The fact that the designers were asked their prices on the criteria that "
_All prices are for design only, i.e. they don’t include any sort of coding
(no HTML, no CSS, no Javascript, no PHP, etc.)._ " is rather telling with
regards to experience.

Design doesn't stop at the mockup stage — anyone who has designed & built the
front-end of a website knows that the design continues to evolve outside of
Photoshop. The nature of the web dictates a website must be flexible so it can
accommodate different browsers and resolutions. It's very difficult (read:
expensive) to design for a dynamic medium in a static work space, and it's
disingenuous to call a static, non-interactive image a website.
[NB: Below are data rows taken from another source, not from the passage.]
PR #77, opened 2022-09-09
Create project domain objects

KochTobi:


projectmanagement/src/main/java/life/qbic/projectmanagement/Project.java
```diff
@@ -0,0 +1,57 @@
...
+   * Creates a new project with code and project intent
+   *
+   * @param projectIntent the intent of the project
+   * @return a new project instance
+   */
+  public static Project create(ProjectIntent projectIntent) {
+    UUID uuid = UUID.randomUUID();
+    return new Project(uuid, projectIntent);
+  }
+
```
sven1103, line 34: Missing javadocs

projectmanagement/src/main/java/life/qbic/projectmanagement/ProjectIntent.java
```diff
@@ -0,0 +1,14 @@
+package life.qbic.projectmanagement;
+
+import static java.util.Objects.requireNonNull;
+
+/**
+ * A project intent contains information on the project that is related to the intent of the
+ * project.
+ */
+public record ProjectIntent(ProjectTitle projectTitle) {
```
sven1103, line 9: Afaik, records introduce public constructors, which I would like to avoid to create expressive object APIs with named static factory methods.

projectmanagement/src/main/java/life/qbic/projectmanagement/offer/OfferId.java
```diff
@@ -0,0 +1,39 @@
...
+    String[] splits = offerId.split("_");
+    if (splits.length != 4) {
+      throw new ProjectManagementDomainException(
+          "OfferId does not contain 4 parts. Provided: " + offerId);
+    }
+    ProjectConservedPart projectConservedPart = new ProjectConservedPart(splits[1]);
+    RandomPart randomPart = new RandomPart(splits[2]);
+    long versionNumber = Long.parseLong(splits[3]);
+    Version version = new Version(versionNumber);
+    return new OfferId(projectConservedPart, randomPart, version);
```
sven1103, line 36: This is business logic from the finance and accounting domain and should not reside in the project management domain.

I suggest to use a simple internal character sequence representation of the offer id, until we have a reason to change it.

projectmanagement/src/main/java/life/qbic/projectmanagement/offer/RandomPart.java
```diff
@@ -0,0 +1,17 @@
...
+import life.qbic.projectmanagement.ProjectManagementDomainException;
+
+public record RandomPart(String randomPart) {
+
+  public RandomPart {
+    requireNonNull(randomPart);
+    if (randomPart.isEmpty()) {
+      throw new ProjectManagementDomainException(
+          "Random part of an offer id must not be empty. Provided: " + randomPart);
+    }
```
sven1103, line 14: Business logic from another domain

projectmanagement/src/main/java/life/qbic/projectmanagement/offer/Version.java
```diff
@@ -0,0 +1,14 @@
...
+
+import life.qbic.projectmanagement.ProjectManagementDomainException;
+
+public record Version(long number) {
+
+  public Version {
+    if (number <= 0) {
+      throw new ProjectManagementDomainException(
+          "Offer version must be greater than 0. Provided: " + number);
+    }
```
sven1103, line 11: Business logic from another domain

sven1103 (changes requested):
Dear @KochTobi , thanks a lot for your contribution. I left some comments to discuss. I have only major concerns with the domain logic of the offer id, which does not belong into the project management domain, but in the finance and accounting domain. This can be greatly simplified.

projectmanagement/src/main/java/life/qbic/projectmanagement/ProjectIntent.java
KochTobi: I think that `records` here are perfect for implementing value objects.
https://docs.oracle.com/en/java/javase/17/docs/api/java.base/java/lang/Record.html
Records have components (in this case a ProjectTitle). As every component needs to be provided for a record to be complete (or in this case a project intent). You can, however, write custom constructors or provide static factory methods. For value objects, we need to provide all components. Every internal value of the value object must be verified in any case, for this the compact constructors of records are perfect IMHO.

KochTobi: We further benefit from the guaranteed correct implementation of `equals and hashCode` as well as the `toString` and immutability of java records

projectmanagement/src/main/java/life/qbic/projectmanagement/offer/OfferId.java
KochTobi: Yes this domain did not exist when I implemented these classes. That is why I implemented them :D

projectmanagement/src/main/java/life/qbic/projectmanagement/ProjectIntent.java
sven1103: @KochTobi ok, convinced. But let's keep an eye on the object APIs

This post would be better titled "How much can one charge for a website
mockup?"

------
bradleyland
I know it's trite, but when people ask me, "How much would you charge me to
build a website?" I always reply with something pithy like, "Between $100 and
$100,000."

What's more interesting are the responses. It's almost like a litmus test for
who I'd actually want to work with. A person that I might actually want to
work with will laugh and acknowledge that the question was ridiculously vague.
A person that I don't want to work with will show some level of frustration
and will usually dismiss the remark, pressing for a greater level of detail.
I'll talk to the individual with a sense of humor and even a basic level of
introspection, but the person who is frustrated with _me_ isn't getting very
far.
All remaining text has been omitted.